▶ [Task]
Find the lines in the records that carry the word "True". Copy each one.

*** Opening of Data to process ***

PR #525, opened 2026-02-23
fix: prevent hang in export_to_markdown() on nested RichTableCells

### LINKED ISSUE #524: export_to_markdown() hangs on documents with nested RichTableCells
## Bug

`export_to_markdown()` hangs indefinitely on documents where a `RichTableCell` references a nested `TableItem`.

## Root cause

`MarkdownTableSerializer.serialize()` calls `doc_serializer.serialize()` for each `RichTableCell`'s content. When that content is itself a table, the call re-enters `MarkdownTableSerializer`, which passes already-formatted markdown strings to `tabulate()`. Those strings grow exponentially with each level of nesting — eventually exhausting memory or hanging indefinitely.

## Affected versions

Introduced in v2.46.0 (commit 1d04154) when `RichTableCell` markdown serialization was first added.

## Reproduction

Any document with a `RichTableCell` whose `ref` resolves to a `TableItem` — for example, a Wikipedia page with a taxobox or classification table produced by the docling HTML backend.

ivan-liminary:
Fixes #524

## Summary

When a `RichTableCell` references a nested `TableItem`, `MarkdownTableSerializer` recursively called `doc_serializer.serialize()`, causing `tabulate()` to receive already-formatted markdown tables as cell content. Those strings were `&#124;`-encoded and re-processed at each level, causing exponential string growth and an indefinite hang (observed on Wikipedia pages with taxobox/classification tables).

## Fix

Add two module-level helpers to `markdown.py`:

- **`_cell_content_has_table(item, doc)`** — walks the item's subtree and returns `True` if any node is a `TableItem`. Used before calling `serialize()` to detect the problematic case.
- **`_mark_subtree_visited(item, doc, visited)`** — adds all nodes in the subtree to the shared `visited` set. Needed because skipping `serialize()` means the normal bookkeeping that prevents double-emission never runs.

In `MarkdownTableSerializer.serialize()`, when a cell's content contains a nested table: mark the subtree visited and fall back to `col.text` (the precomputed plain-text value). For cells without nested tables, `doc_serializer.serialize()` is called as before, so inline Markdown (italic, bold, hyperlinks, etc.) is preserved.

## Tests

- `test_md_nested_rich_table_no_hang` — builds a depth-5 nested structure and asserts `export_to_markdown()` completes within 5 seconds.
- `test_md_rich_table` — asserts the nested table does not appear as a duplicate top-level item.

Bug introduced in v2.46.0 (commit 1d04154) when `RichTableCell` markdown serialization was first added.

### DIFF
--- a/docling_core/transforms/serializer/markdown.py
+++ b/docling_core/transforms/serializer/markdown.py
@@ -69,47 +69,40 @@ from docling_core.types.doc.document import (
 )
 
 
-def _cell_content_has_table(item: Any, doc: "DoclingDocument") -> bool:
-    """Return True if *item* is, or has a descendant that is, a TableItem.
-
-    Used by MarkdownTableSerializer to decide whether a RichTableCell's
-    content should be serialized recursively or flattened into plain text.
-    Markdown table cells cannot contain nested block-level tables, so when
-    the rich content includes one we collect text via
-    ``_collect_subtree_text`` rather than producing pipe-heavy output that
-    breaks the outer table.
-    """
+def _cell_content_has_table(item: NodeItem, doc: DoclingDocument) -> bool:
+    """Return True if *item* is, or has a descendant that is, a TableItem."""
     if isinstance(item, TableItem):
         return True
-    for child_ref in getattr(item, "children", []):
-        if _cell_content_has_table(child_ref.resolve(doc=doc), doc):
-            return True
+    elif isinstance(item, NodeItem):
+        for child_ref in item.children:
+            if _cell_content_has_table(child_ref.resolve(doc=doc), doc):
+                return True
     return False
 
 
-def _mark_subtree_visited(item: Any, doc: "DoclingDocument", visited: set[str]) -> None:
+def _mark_subtree_visited(
+    item: NodeItem,
+    doc: DoclingDocument,
+    visited: set[str],
+) -> None:
     """Recursively add *item* and all its descendants to *visited*.
 
-    When a RichTableCell's content is skipped (because it contains a nested
-    table), the content is never passed through the normal serialize() path
-    that would mark items visited.  Calling this instead keeps the visited
-    set consistent so the document serializer does not emit those items a
-    second time at the top level.
+    When a nested table inside a RichTableCell is flattened, its items are
+    never passed through the normal serialize() path that would mark them
+    visited.  Calling this keeps the visited set consistent so the document
+    serializer does not emit those items again at the top level.
     """
-    if (ref := getattr(item, "self_ref", None)) is not None:
-        visited.add(ref)
-    for child_ref in getattr(item, "children", []):
-        _mark_subtree_visited(child_ref.resolve(doc=doc), doc, visited)
+    if isinstance(item, NodeItem):
+        visited.add(item.self_ref)
+        for child_ref in item.children:
+            _mark_subtree_visited(child_ref.resolve(doc=doc), doc, visited)
 
 
-def _collect_subtree_text(item: Any, doc: "DoclingDocument") -> str:
+def _collect_subtree_text(item: NodeItem, doc: DoclingDocument) -> str:
     """Collect all text from *item*'s subtree, flattening nested tables.
 
-    When a RichTableCell contains a nested TableItem the markdown serializer
-    cannot render it as a table inside the outer cell (no markdown spec
-    supports nested tables).  This helper walks the subtree and returns a
-    space-joined string of every piece of text it finds so that the content
-    is preserved in a flat, readable form.
+    Returns a space-joined string of every piece of text found so that the
+    content of a nested table is preserved in a flat, readable form.
 
     For TableItems the text is pulled from ``data.grid`` cells directly;
     children are *not* recursed into because they duplicate the grid content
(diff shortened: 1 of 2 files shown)


test/data/doc/rich_table.gt.md
```diff
@@ -1,8 +1,8 @@
...
 
-| cell 0,0                                               | cell 0,1                                                                                                                                                                         |
-|--------------------------------------------------------|----------------------------------------------------------------------------------------------------------------------------------------------------------------------------------|
-| cell 1,0                                               | *text in italic*                                                                                                                                                                 |
-| - list item 1 - list item 2                            | cell 2,1                                                                                                                                                                         |
-| cell 3,0                                               | | inner cell 0,0   | inner cell 0,1   | inner cell 0,2   | |------------------|------------------|------------------| | inner cell 1,0   | inner cell 1,1   | inner cell 1,2   | |
```
ceberam, line 7: @ivan-liminary without entering yet into the implementation details, it seems that the inner table does not get serialized anymore.

ivan-liminary: Yes, I just pushed a fix that preserves the inner table content as flattened text. Nested tables aren't supported by any markdown spec, so the cell content can't be rendered as a proper table inside the outer table -- but the text from all inner cells is now preserved instead of being dropped. The previous behavior produced invalid pipe-heavy markdown that also triggered exponential string growth (the OOM hang this PR fixes).

ceberam: Thanks @ivan-liminary for the explanation. We've seen that some people use HTML for nested tables. What do you think about it? I would favor this flattened solution by the way.

ceberam (changes requested):
@ivan-liminary could you please fix the type check (Mypy) error?

test/data/doc/rich_table.gt.md
ivan-liminary: Agreed -- flattened text is the safer default since it produces valid markdown everywhere. Embedding HTML <table> inside a markdown cell works on GitHub but isn't portable across all renderers. If there's demand for it, that could be added as an opt-in option

docling_core/transforms/serializer/markdown.py
```diff
@@ -69,6 +69,74 @@
 )
 
 
+def _cell_content_has_table(item: Any, doc: "DoclingDocument") -> bool:
```
ceberam: You don't need to use string annotations (`"DoclingDocument"`) in `_cell_content_has_table` and `_mark_subtree_visited` signatures. The class is imported anyway.

docling_core/transforms/serializer/markdown.py
```diff
@@ -69,6 +69,74 @@
...
+    the rich content includes one we collect text via
+    ``_collect_subtree_text`` rather than producing pipe-heavy output that
+    breaks the outer table.
+    """
+    if isinstance(item, TableItem):
+        return True
+    for child_ref in getattr(item, "children", []):
+        if _cell_content_has_table(child_ref.resolve(doc=doc), doc):
+            return True
+    return False
```
ceberam, line 80: We prefer to do type checks and access pydantic model fields with the dot notation (the recommended method by pydantic) rather than using `getattr`.

```suggestion
    if isinstance(item, TableItem):
        return True
    elif isinstance(item, NodeItem):
        for child_ref in item.children:
            if _cell_content_has_table(child_ref.resolve(doc=doc), doc):
                return True
    return False
```

docling_core/transforms/serializer/markdown.py
```diff
@@ -69,6 +69,74 @@
...
+    When a RichTableCell's content is skipped (because it contains a nested
+    table), the content is never passed through the normal serialize() path
+    that would mark items visited.  Calling this instead keeps the visited
+    set consistent so the document serializer does not emit those items a
+    second time at the top level.
+    """
+    if (ref := getattr(item, "self_ref", None)) is not None:
+        visited.add(ref)
+    for child_ref in getattr(item, "children", []):
+        _mark_subtree_visited(child_ref.resolve(doc=doc), doc, visited)
```
ceberam: Same comment as above

docling_core/transforms/serializer/markdown.py
```diff
@@ -69,6 +69,74 @@
...
+            for cell in row:
+                if cell.text:
+                    parts.append(cell.text)
+        return " ".join(parts)
+
+    if isinstance(item, TextItem) and item.text:
+        parts.append(item.text)
+
+    for child_ref in getattr(item, "children", []):
+        child = child_ref.resolve(doc=doc)
```
ceberam: See comment above

docling_core/transforms/serializer/markdown.py
```diff
@@ -419,19 +487,30 @@ def serialize(
...
+                for col in row:
+                    if isinstance(col, RichTableCell):
+                        ref_item = col.ref.resolve(doc=doc)
+                        if _cell_content_has_table(ref_item, doc):
+                            # Markdown table cells cannot contain nested block-level
+                            # tables.  Collect all text from the subtree in flat form
+                            # so the content is preserved without pipe-heavy output
+                            # that would break the outer table.  Mark the skipped
+                            # subtree as visited so the document serializer does not
+                            # emit those items again at top level.
```
ceberam: Please, remove this comment for brevity. The intent is already thoroughly described in the helper functions.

*** Close of Data to process ***

▶ [Answer box]
- **`_cell_content_has_table(item, doc)`** — walks the item's subtree and returns `True` if any node is a `TableItem`. Used before calling `serialize()` to detect the problematic case.
-    """Return True if *item* is, or has a descendant that is, a TableItem.
+    """Return True if *item* is, or has a descendant that is, a TableItem."""
         return True
-            return True
+                return True
+        return True
+            return True
        return True
                return True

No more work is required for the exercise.